## Required work
Transcribe the stretch of entries below from the line with "chore(publish): remove explicit" through the line with "- [x] Build related changes", exactly and with both ends included; leave out all other lines.

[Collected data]
PR #154, opened 2026-06-09
Fix DB updated tooltip always showing 'never'

derek-keeler:
## What

Fix for the DB updated-on mouse-over

## How

The ingest path stamped db_updated_at on each user_libraries row but never on the user record itself, so the main-page tooltip always fell back to 'never'. Now writes the same timestamp to the users table via get_user_by_user_id + update_user after each successful ingest.

## Checklist

- [x] PR checks pass


eniklas (approved):
Nice one!

PR #3383, opened 2022-05-26
typecheck a subset of jest tests

alicewriteswrongs:
## Pull request checklist

## Pull request type

- [ ] Bugfix
- [ ] Feature
- [ ] Build related changes

GitHub Issue Number: N/A

Currently our tests aren't checked! This means that we'll only fix type errors in test files sort of incidentally, if they pop up as errors in someone's editor while they're working on tests.

## What is the new behavior?

This adds a subset of the jest tests (those which have a `.spec.ts` extension) to the `include` option in `tsconfig.json`, so that we'll typecheck those files and catch any type errors therein.

Some notes:

- I added a `// @ts-nocheck` to files which are currently skipped since the changes necessary to get the typechecker passing is _basically_ equivalent to the work required to get those tests passing again, and I didn't want to make the PR larger than necessary
- I tried to avoid `as Foo` as much as possible but in a few places it was the easiest way to get rid of an error and I thought it wasn't unreasonable, so there are a few scattered around
- this change leads to a big increase in `strictNullChecks` errors 😢 

There are a few other things noted on specific lines below.

- [ ] Yes
- [x] No

## Testing

The changes are basically all in spec files, so I think as long as the build is passing that should be good!

### DIFF
--- a/src/cli/telemetry/test/telemetry.spec.ts
+++ b/src/cli/telemetry/test/telemetry.spec.ts
@@ -3,14 +3,16 @@ import * as telemetry from '../telemetry';
 import * as shouldTrack from '../shouldTrack';
 import { createSystem } from '../../../compiler/sys/stencil-sys';
 import { mockLogger } from '@stencil/core/testing';
+import * as coreCompiler from '@stencil/core/compiler';
 
 describe('telemetryBuildFinishedAction', () => {
-  const config = {
+  const config: d.Config = {
     outputTargets: [],
     flags: {
       args: [],
     },
-  } as d.Config;
+  };
+
   const logger = mockLogger();
   const sys = createSystem();
 
@@ -27,7 +29,7 @@ describe('telemetryBuildFinishedAction', () => {
       duration: 100,
     } as d.CompilerBuildResults;
 
-    await telemetry.telemetryBuildFinishedAction(sys, config, logger, {}, results);
+    await telemetry.telemetryBuildFinishedAction(sys, config, logger, coreCompiler, results);
     expect(spyShouldTrack).toHaveBeenCalled();
 
     spyShouldTrack.mockRestore();
@@ -52,7 +54,7 @@ describe('telemetryAction', () => {
       })
     );
 
-    await telemetry.telemetryAction(sys, config, logger, {}, () => {});
+    await telemetry.telemetryAction(sys, config, logger, coreCompiler, () => {});
     expect(spyShouldTrack).toHaveBeenCalled();
 
     spyShouldTrack.mockRestore();
@@ -66,7 +68,7 @@ describe('telemetryAction', () => {
       })
     );
 
-    await telemetry.telemetryAction(sys, config, logger, {}, async () => {
+    await telemetry.telemetryAction(sys, config, logger, coreCompiler, async () => {
       new Promise((resolve) => {
         setTimeout(() => {
           resolve(true);
@@ -137,10 +139,10 @@ describe('prepareData', () => {
   const sys = createSystem();
 
   it('provides an object', async () => {
-    const data = await telemetry.prepareData({}, config, sys, 1000);
+    const data = await telemetry.prepareData(coreCompiler, config, sys, 1000);
     expect(data).toEqual({
       arguments: [],
-      build: 'unknown',
+      build: coreCompiler.buildId,
       component_count: undefined,
       cpu_model: '',
       duration_ms: 1000,
@@ -149,13 +151,13 @@ describe('prepareData', () => {
       os_version: '',
       packages: [],
       packages_no_versions: [],
-      rollup: 'unknown',
-      stencil: 'unknown',
+      rollup: coreCompiler.versions.rollup,
+      stencil: coreCompiler.versions.stencil,
       system: 'in-memory __VERSION:STENCIL__',
       system_major: 'in-memory __VERSION:STENCIL__',
       targets: [],
       task: undefined,
-      typescript: 'unknown',
+      typescript: coreCompiler.versions.typescript,
       yarn: false,
     });
   });
@@ -168,11 +170,11 @@ describe('prepareData', () => {
       outputTargets: [{ type: 'www', baseUrl: 'https://example.com', serviceWorker: { swDest: './tmp' } }],
     } as d.Config;
 
-    const data = await telemetry.prepareData({}, config, sys, 1000);
+    const data = await telemetry.prepareData(coreCompiler, config, sys, 1000);
 
     expect(data).toEqual({
       arguments: [],
-      build: 'unknown',
+      build: coreCompiler.buildId,
       component_count: undefined,
       cpu_model: '',
       duration_ms: 1000,
@@ -181,13 +183,13 @@ describe('prepareData', () => {
       os_version: '',
       packages: [],
       packages_no_versions: [],
-      rollup: 'unknown',
-      stencil: 'unknown',
+      rollup: coreCompiler.versions.rollup,
+      stencil: coreCompiler.versions.stencil,
       system: 'in-memory __VERSION:STENCIL__',
       system_major: 'in-memory __VERSION:STENCIL__',
       targets: ['www'],
       task: undefined,
-      typescript: 'unknown',
+      typescript: coreCompiler.versions.typescript,
       yarn: false,
     });
   });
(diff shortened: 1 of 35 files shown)


src/cli/telemetry/test/telemetry.spec.ts
```diff
@@ -137,10 +139,10 @@ describe('prepareData', () => {
   const sys = createSystem();
 
   it('provides an object', async () => {
-    const data = await telemetry.prepareData({}, config, sys, 1000);
+    const data = await telemetry.prepareData(coreCompiler, config, sys, 1000);
     expect(data).toEqual({
       arguments: [],
-      build: 'unknown',
+      build: coreCompiler.buildId,
```
alicewriteswrongs, line 145: these changes are just consequences of calling these functions with an actual `coreCompiler` instance instead of `{}`

src/cli/test/parse-flags.spec.ts
```diff
@@ -58,12 +58,13 @@ describe('parseFlags', () => {
...
     args.push('serve', '--address', '127.0.0.1', '--port', '8888', '4444');
 
-    sys.getEnvironmentVar = (key) => {
+    sys.getEnvironmentVar = (key: string): string => {
       if (key === 'npm_config_argv') {
         return JSON.stringify({
           original: ['run', 'serve', '--port', '4444'],
         });
       }
+      return '';
```
alicewriteswrongs, line 67: I believe this should be ok? No tests are failing soooo

src/compiler/build/test/build-stats.spec.ts
```diff
@@ -16,7 +16,7 @@ describe('generateBuildStats', () => {
   it('should return a structured json object', async () => {
     buildCtx.buildResults = generateBuildResults(config, compilerCtx, buildCtx);
 
-    const result: d.CompilerBuildStats = generateBuildStats(config, buildCtx);
+    const result = generateBuildStats(config, buildCtx) as d.CompilerBuildStats;
```
alicewriteswrongs, line 19: because of the two possible return types here I thought this was the easier way to get this passing (and fairly well-justified)

src/compiler/config/test/validate-config.spec.ts
```diff
@@ -256,10 +257,13 @@ describe('validation', () => {
...
-    const { config } = validateConfig(userConfig);
-    expect(config.outputTargets.some((o) => o.type === 'docs')).toBe(false);
-  });
+  it.each([DOCS_JSON, DOCS_CUSTOM, DOCS_README, DOCS_VSCODE])(
+    'should not add "%s" output target by default',
+    (targetType) => {
+      const { config } = validateConfig(userConfig);
+      expect(config.outputTargets.some((o) => o.type === targetType)).toBe(false);
+    }
+  );
```
alicewriteswrongs, line 266: there were two identical tests both testing what I believe to be an outdated / deprecated output target (`"docs"`), I replaced them with this one checking that none of the doc-related output targets get automatically added

src/compiler/output-targets/test/output-targets-dist.spec.ts
```diff
@@ -1,3 +1,4 @@
+// @ts-nocheck
```
alicewriteswrongs, line 1: this is debatable I think. I added `// @ts-nocheck` to the files in `src/compiler/output-targets/test` because they are all skipped currently and getting them passing again is a substantial amount of work (which we should do!).

I think at the same time that we get these passing we can remove this and get the typescript compiler passing here too.

alicewriteswrongs: There are a few other tests in other directories to which I did this too, but they are also files with `xdescribe`

src/runtime/vdom/test/event-listeners.spec.ts
```diff
@@ -21,7 +21,7 @@ describe('event listeners', () => {
 
     const vnode = h('div', { onClick: clicked }, h('a', null, 'Click my parent'));
 
-    patch(vnode0, vnode, document);
+    patch(vnode0, vnode);
```
alicewriteswrongs, line 24: I'm not sure why these were all receiving a third `document` argument still. It looks like an older version of the `patch` function took this argument but it was later removed, see https://github.com/ionic-team/stencil/commit/15c00c0f947f4976f3f0a465c147bd55c8382269

src/runtime/vdom/test/patch-svg.spec.ts
```diff
@@ -29,8 +29,8 @@ describe('renderer', () => {
       );
 
       expect(svgElm.namespaceURI).toEqual(SVG_NS);
-      expect(svgElm.firstChild.namespaceURI).toEqual(SVG_NS);
-      expect(svgElm.children[0].firstChild.namespaceURI).not.toEqual(SVG_NS);
+      expect((svgElm.firstChild as SVGSVGElement).namespaceURI).toEqual(SVG_NS);
```
alicewriteswrongs, line 32: 😕 I don't love this, but not sure of a good way to fix it

alicewriteswrongs (commented):

rwaskiewicz (changes requested):

src/compiler/build/test/build-stats.spec.ts
alicewriteswrongs: sure, that makes sense - I'm also not a big fan of sort of random `TypeA | TypeB` return types on functions. It would be one thing if we had something like `Result` or `Option` from Rust, so we could do `Result<TypeA, TypeB>` and have some more principled way for dealing with that, but we don't so :/

alicewriteswrongs: Created `STENCIL-461` for this

src/compiler/output-targets/test/output-targets-dist.spec.ts
alicewriteswrongs: yup agreed, I took a quick stab at getting one of these going (I think it was this file here, `output-target-dist.spec.ts`) and it isn't exactly trivial, especially since we don't really have good tests written right now, so it's not just a matter of getting what is there to pass.

src/compiler/service-worker/test/service-worker.spec.ts
```diff
@@ -1,3 +1,4 @@
+// @ts-nocheck
```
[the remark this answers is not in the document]
alicewriteswrongs: sure, will do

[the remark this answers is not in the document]
alicewriteswrongs: added `STENCIL-462`, `STENCIL-463`, and `STENCIL-464`

src/compiler/config/test/validate-service-worker.spec.ts
```diff
@@ -12,13 +13,28 @@ describe('validateServiceWorker', () => {
...
+   * `outputTarget.serviceWorker` is typed as
+   * `serviceWorker?: ServiceWorkerConfig | null | false;` we get type errors
+   * all over if we try to just access it directly. So instead, do a little
+   * check to see if it's falsy. If not, we return it, and if it is we fail the test.
+   */
+  function getServiceWorker(target: OutputTargetWww) {
+    if (target.serviceWorker) {
+      return target.serviceWorker;
+    } else {
+      fail("shouldn't get here");
```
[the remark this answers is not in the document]
alicewriteswrongs: yeah, that makes sense!

src/mock-doc/test/element.spec.ts
```diff
@@ -164,10 +164,11 @@ describe('element', () => {
     doc.head.appendChild(metaElm);
     expect(metaElm).toEqualHtml(`<meta content="value" id="test">`);
 
-    const elm = doc.getElementById('test');
+    const elm = doc.getElementById('test') as MockMetaElement;
     expect(elm).toEqualHtml(`<meta content="value" id="test">`);
 
     elm['content'] = 'updated';
+    elm.setAttribute('content', 'updated');
```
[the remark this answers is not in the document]
alicewriteswrongs: ayyy looks like we don't - I did a bit of this work a week ago or so and I think this line just snuck in from some experimenting I was doing

alicewriteswrongs:
@rwaskiewicz ok I think I addressed all of your comments!

rwaskiewicz (approved):

PR #3386, opened 2022-05-27
chore(lint): turn on the 'no-var' rule

alicewriteswrongs:
adding because it is turned on in the `@typescript-eslint` base eslint rule configuration file, here:

https://github.com/typescript-eslint/typescript-eslint/blob/main/packages/eslint-plugin/src/configs/eslint-recommended.ts#L27

## Pull request checklist

## Pull request type

 

 

- [ ] Bugfix
- [ ] Feature
- [ ] Build related changes

GitHub Issue Number: N/A

### DIFF
--- a/src/client/polyfills/css-shim/test/css-shim.spec.ts
+++ b/src/client/polyfills/css-shim/test/css-shim.spec.ts
@@ -366,8 +366,8 @@ describe('css-shim', () => {
     );
   });
 
-  var window: Window; // eslint-disable-line no-var
-  var document: Document; // eslint-disable-line no-var
+  var window: Window; // eslint-disable-line no-var -- shims will continue to use var while we support older browsers
+  var document: Document; // eslint-disable-line no-var -- shims will continue to use var while we support older browsers
 
   function style(text: string) {
     const elm = document.createElement('style');
--- a/src/client/polyfills/css-shim/test/css-shim.spec.ts
+++ b/src/client/polyfills/css-shim/test/css-shim.spec.ts
@@ -366,8 +366,8 @@ describe('css-shim', () => {
     );
   });
 
-  var window: Window;
-  var document: Document;
+  let window: Window;
+  let document: Document;
 
   function style(text: string) {
     const elm = document.createElement('style');
--- a/src/client/polyfills/css-shim/test/css-shim.spec.ts
+++ b/src/client/polyfills/css-shim/test/css-shim.spec.ts
@@ -366,8 +366,8 @@ describe('css-shim', () => {
     );
   });
 
-  let window: Window;
-  let document: Document;
+  var window: Window; // eslint-disable-line no-var
+  var document: Document; // eslint-disable-line no-var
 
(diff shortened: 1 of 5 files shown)


src/client/polyfills/css-shim/test/css-shim.spec.ts
```diff
@@ -366,8 +366,8 @@ describe('css-shim', () => {
     );
   });
 
-  var window: Window;
```
rwaskiewicz, line 369: I think for our shims, it's safer to leave `var` in place. They (the shims) are designed to run in older browsers (like Safari 10, IE 11). But I think these shims will go away in a future major release where we don't support those browsers. For now, can we ignore 'no-var' here?

src/dev-server/dev-server-client/polyfills.ts
```diff
@@ -24,12 +24,12 @@ const applyObjectAssign = () => {
   if (typeof Object.assign !== 'function') {
```
rwaskiewicz, line 24: I think for our shims, it's safer to leave `var` in place. They (the shims) are designed to run in older browsers (like Safari 10, IE 11). But I think these shims will go away in a future major release where we don't support those browsers. For now, can we ignore 'no-var' here?

rwaskiewicz (changes requested):

src/client/polyfills/css-shim/test/css-shim.spec.ts
alicewriteswrongs: sure, that makes sense, I'll make that edit now

alicewriteswrongs:
@rwaskiewicz added ignores for those `var` usages, and then also dealt with rebasing the branch over `main`

src/client/polyfills/css-shim/test/css-shim.spec.ts
```diff
@@ -366,8 +366,8 @@ describe('css-shim', () => {
...
-  var document: Document;
+  var window: Window; // eslint-disable-line no-var
+  var document: Document; // eslint-disable-line no-var
```
rwaskiewicz, line 370: One last thing - can we add the justification for disabling eslint here?
```suggestion
  var window: Window; // eslint-disable-line no-var -- shims will continue to use var while we support older browsers
  var document: Document; // eslint-disable-line no-var -- shims will continue to use var while we support older browsers
```

src/dev-server/dev-server-client/polyfills.ts
```diff
@@ -1,3 +1,4 @@
+/* eslint-disable no-var */
```
rwaskiewicz, line 1: One last thing - can we add the justification for disabling eslint here?
```suggestion
/* eslint-disable no-var -- shims will continue to use var while we support older browsers */
```

rwaskiewicz (changes requested):

alicewriteswrongs:
@rwaskiewicz just added eslint disable justification strings

PR #3396, opened 2022-05-31
chore(publish): remove explicit next tag publish 

rwaskiewicz:
## Pull request checklist

## Pull request type

 

 

- [ ] Bugfix
- [ ] Feature
- [x] Build related changes

Stencil publishes a 'next' tag for new releases, which we want more control over moving forward.

GitHub Issue Number: N/A

## What is the new behavior?

this commit removes an explicit push of the 'next' tag to npm as a part
of the publish process.

we're removing this from the publishing process for the following
reasons:
- a very small number of folks <5 are actively using the next tag
- we wish to explore moving to a less bespoke system in the future for
  publishing. popular libraries for doing so do not offer this ability
- we also wish to be able to use 'next' for upcoming alpha, beta, etc.
  releases
- it makes using the current publishing scripts difficult with one time
  passwords (otp), as the current flow can only accept one otp

as a consequence of this change, the 'next' tag will be frozen in time at
its current spot (until a team member updates it).

discussed in the team's internal ionic slack channel on 2022.04.11

- [ ] Yes
- [x] No

## Testing

I couldn't test this unfortunately, as there are no tests around this script :-(

Similarly, manually kicking it off requires a publish.  I did trace through it to ensure there weren't any one-time use fields that we were taking advantage of (that we could eliminate if there were), happy to take any suggestions.


alicewriteswrongs (approved):
I think this change makes sense! 👍

PR #3398, opened 2022-06-01
test(json-parsing): add unit tests 

rwaskiewicz:
## Pull request checklist

## Pull request type

 

 

- [ ] Bugfix
- [ ] Feature
- [ ] Build related changes

the `parseJson` utility was unnecessarily exported. while looking at the 
code, I took half an hour to clean it up a bit, add tests, etc.

GitHub Issue Number: N/A

## What is the new behavior?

## Task response
chore(publish): remove explicit next tag publish 

rwaskiewicz:
## Pull request checklist

## Pull request type

 

 

- [ ] Bugfix
- [ ] Feature
- [x] Build related changes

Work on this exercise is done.